My Hopeful Journey is not a recap or an ongoing day by day story about my infertility journey (at least as is).  It is about using my experience to try to help you through your journey.  I am working on several projects in the spirit of trying to help other women who are on their infertility journey.  I hope to be able to touch many lives with these projects!  Ultimately, if I help at least one person in a meaningful way, it would make it all worth it! 

Please poke around my previous blogs.  I hope there is something here that you will find helpful and hopeful!  Stop back in a few days, I am in the process of drafting a post about a project that I am working on.  I think you will enjoy it and I am hoping to get your feedback also!  Oh yeah, if you have an extra minute, please pop over and complete my survey on infertility treatment tracking. 

Feel free to follow me... I love followers.  With thanks, hope and hugs.

Thursday, November 18, 2010

How Do You Refer to Infertility?

Am I infertile?  I hate to use that term... I think that is a term that comes with an implication of failure or the inability to EVER conceive. 

But how do we refer to each other in conversations about infertility?  I start to say "women experiencing infertility" but I don't like the sound of that.  It is not a single experience.. it is by definition at least a 12 month struggle to reach the clinical definition of infertile.  But from the beginning of your TTC journey until the 12 month point the doctor really won't "do" anything because there is nothing to "do" as there is no problem.  Then at 12 months you are sort of thrown into this whole new category called "infertility".  Your world is turned even more upside down than the prior 12 months of trying to conceive.  Now you know there is a problem but exactly what is the problem?  Many won't know yet because you most likely didn't necessarily "do" anything more because there was technically nothing wrong. 

Infertile is a label, a tag, an identity to me that implies that you must deal with the cards that you are dealt and we all know it is more than that. There are in some cases things we can do to increase our chances of getting pregnant... yes expensive, time consuming and painful but there are options.  I do recognize that some of us will never conceive, that is the reality of "infertility". But the diagnosis of infertility is not necessarily the end of the road.

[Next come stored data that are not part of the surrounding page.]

Issue #8527, opened 2020-07-04
Add option to disable "are you sure" 'feature' for Replace All in All Opened Documents


Jay91150:
Replace All in All Opened Documents is, or rather was, a very versatile tool for some of us, but has been hobbled with this new release. Despite what some (ahem [#8432](https://github.com/notepad-plus-plus/notepad-plus-plus/issues/8432)) insinuate, no, people don't delete their active open files and leave themselves with no backups, and then misclick Replace All in All Opened Documents instead of Replace All. (BTW, even if there are people who misclick, the latter would be fixed by giving the Replace All in All Opened Documents function a hotkey like it should have had from the beginning, i.e. Alt+O or Alt+U or something similar. And if you are steadfastly going to refuse to add a hotkey, then don't underline a letter (currently the 'u' in Documents) to imply that there is a hotkey enabled.)

I use this feature in repetition on sets of large files on a routine basis, and I'm far from the only one who does. Not everyone is like [#8432](https://github.com/notepad-plus-plus/notepad-plus-plus/issues/8432)'s OP and we should not be forced to take this new functionality which will slow down workflows drastically. Please add a checkbox or setting that will allow us to disable the 'are you sure' prompt, and use this feature quickly and efficiently as it was meant to be used.

### Steps to Reproduce the Issue
1. Open multiple files
2. Ctrl+H
3. Enter values to find and to replace
4. Mouse over to Replace All in All Opened Documents (because you can't seem to add a hotkey for this function) and click it

### Expected Behavior
All values of 'find' are replaced with 'replace' in all opened documents

### Actual Behavior
Extra popup appears asking me if I'm really sure I meant to click on the command I deliberately clicked on.

### Debug Information
Notepad++ v7.8.8   (32-bit)
Build time : Jun 24 2020 - 00:15:36
Path : C:\Program Files (x86)\Notepad++\notepad++.exe
Admin mode : OFF
Local Conf mode : OFF
OS Name : Windows 10 Enterprise (64-bit) 
OS Version : 2004
OS Build : 19041.329
Current ANSI codepage : 1252
Plugins : ComparePlugin.dll DSpellCheck.dll mimeTools.dll NppConverter.dll NppExport.dll

sasumner:
It's not a big deal.  Just confirm the operation.

sasumner:
I still don't think it is a "big deal", but I will reopen this.

There have been a few mentions of it; for example here is another one: 
[...]

PR #8708, opened 2020-08-13
Add confirmation preference for Replace All in All Opened Documents operation

sasumner:
Implements #8527

Here is sample of new UI.
I anticipate maybe some desired changes to it? :-)

**_Edit: Removed image of initial UI to avoid future confusion_**


sasumner:
@Yaron10 Sorry, I didn't implement your RTL or quoting suggestions in this. :-(

donho:
I think the following layout has more advantage:
image
for some reasons:
1. It's prettier :) 
2. More space for the translation.

Here's code:
```
IDD_PREFERENCE_SEARCHINGSETTINGS_BOX DIALOGEX 0, 0, 455, 185
BEGIN
	CONTROL         "Don't fill find field in Find dialog with selected word", IDC_CHECK_STOPFILLINGFINDFIELD,"Button", BS_AUTOCHECKBOX | WS_TABSTOP, 37, 10, 350, 10
	CONTROL         "Use Monospaced font in Find dialog (Need to restart Notepad++)", IDC_CHECK_MONOSPACEDFONT_FINDDLG,"Button", BS_AUTOCHECKBOX | WS_TABSTOP, 37, 25, 350, 10
	CONTROL         "Find dialog remains open after search that outputs to results window", IDC_CHECK_FINDDLG_ALWAYS_VISIBLE,"Button", BS_AUTOCHECKBOX | WS_TABSTOP, 37, 40, 350, 10
	GROUPBOX        "Replace Confirmations", IDC_SEARCH_CONFIRMATIONS_STATIC, 30, 66, 279, 84, BS_CENTER
	CONTROL         "Confirm interactive Replace-All-in-All-Opened-Documents", IDC_CHECK_CONFIRMREPLOPENDOCS,"Button", BS_AUTOCHECKBOX | WS_TABSTOP, 37, 80, 265, 10
	CONTROL         "Confirm Replace-All-in-All-Opened-Documents in macro", IDC_CHECK_CONFIRMMACROREPLOPENDOCS,"Button", BS_AUTOCHECKBOX | WS_TABSTOP, 37, 95, 263, 10
	CONTROL         "Confirm interactive Replace-in-Files", IDC_CHECK_CONFIRMREPLFILES,"Button", BS_AUTOCHECKBOX | WS_TABSTOP, 37, 111, 224, 10
	CONTROL         "Confirm Replace-in-Files in macro", IDC_CHECK_CONFIRMMACROREPLFILES,"Button", BS_AUTOCHECKBOX | WS_TABSTOP, 37, 126, 196, 10
END
```

BTW, I don't think it's a good idea to make confirm dialog disable optional. I can imagine that the user disable it by ignorance, then he/she hits the Replace in Files button accidentally. It's not like Replace in all Opened files (all the modified files are kept in the editor, so user can undo them file by file.

sasumner:
@donho

It's prettier, but it takes up a lot more of the available space that way. :-(
We have many more "Searching" preferences to come, so where will they fit? :-)

Should I remove both of the _Replace in Files_ items?
I do recall someone asking for it to be removed during macro execution, but I can't find the reference on that right now.
Is it reasonable to remove the interactive one, leaving 3 new checkboxes with this?

donho:
> Should I remove both of the Replace in Files items?

User should not be able to disable the confirmation of Replace in File both button/macro action for me.


OTOH, the confirmation of Replace all in All opened document macro action should be always absence  - if user recorded such macro and run it by error, it's not our problem but PEBKAC.


> I do recall someone asking for it (the confirmation) to be removed during macro execution, but I can't find the reference on that right now.

There are always people who ask somethings. It doesn't mean what they ask is pertinent and we  should implement the feature they ask. But if you see a feature is request more than 3 times, it may need to be implemented.

> Is it reasonable to remove the interactive one, leaving 3 new checkboxes with this?

So we keep only one checkbox "Confirm Replace All in All Opened Documents action". No word "interactive", neither the "-". And we can remove the groupbox as well.

sasumner:
>There are always people who ask somethings. It doesn't mean what they ask is pertinent and we should implement the feature they ask

Right, but when you're implementing something related, it doesn't hurt to also do a related request that you remember.

>So we keep only one checkbox "Confirm Replace All in All Opened Documents action". No word "interactive", neither the "-". And we can remove the groupbox as well.

I agree that this makes sense.  My main reason for agreeing is that it saves space on the page. :-)

I will do it.

donho:
> but when you're implementing something related, it doesn't hurt to also do a related request that you remember.

Hmm... It could hurt. I do believe KISS - too many options kill application. Users prefer a simple, easy to use program.

sasumner:
>too many options kill application

I really do hate preference settings for things, so, yes, total agreement

sasumner:
Revised UI:

image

I see so many people refer to infertility as a journey hence the title "My Hopeful Journey" which, by the way, is more about trying to help others with their journey vs. a play by play of mine!  I think I just answered my own question.  When I refer to women and infertility I think I will say... "going through the journey called infertility".  That seems to make sense to me.

Sunday, November 7, 2010

What I Learned from October ICLW

I am so glad that I participated in October's ICLW!  I knew I would meet some great people and read inspiring and heartbreaking stories.  What I didn't realize is how much I would learn in the process.  I am officially hooked!

Here is a summary:

Many people were inspired by the SELF article "Breaking the Silence" including "As Fast As My Baby Can"  and myself at "Finding a Voice for Infertility".  I think I will have to write a letter to the author (or at least the editor of the magazine!) for inspiring so many women to find their voice!

I learned about a cool tool virtual bookshelf (http://www.shelfari.com/)  from Stress Free Infertility.  Thanks... I have already started recommending this to others :-)

 I also found Nirvana Mamma and her "Blog for a Cause".  I will for sure be putting in my request for NIAW in the spring.

 Lastly I learned how different people can read the same post and get vastly different meanings and intentions.  It really shows how much our own experiences play a role on how we perceive our environment!